PR #1377, opened 2026-02-05
feat: instrument echo v5

sanojsubran:
This PR adds support for the instrumentation of echo v5.

### DIFF
--- a/instrumentation/instaecho/v2/handler.go
+++ b/instrumentation/instaecho/v2/handler.go
@@ -2,6 +2,7 @@
 //
 // SPDX-License-Identifier: MIT
 
+// Package instaechov2 provides instrumentation for the Echo v5 package
 package instaechov2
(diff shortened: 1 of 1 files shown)


instrumentation/instaecho/v2/go.mod
```diff
@@ -0,0 +1,19 @@
+module github.com/instana/go-sensor/instrumentation/instaecho/v2
+
+go 1.25.0
+
+require (
+	github.com/instana/go-sensor v1.72.0
+	github.com/labstack/echo/v5 v5.0.1
```
nithinputhenveettil: @sanojsubran : Latest version is v5.0.4, it would be better if we could update this to the latest version.

sanojsubran: Done.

*DIRECTIONS FOR THIS TASK*: Search the material for the word "package" and copy each line where it occurs.

*OUTPUT FOR THIS EXERCISE*:
+// Package instaechov2 provides instrumentation for the Echo v5 package
 package instaechov2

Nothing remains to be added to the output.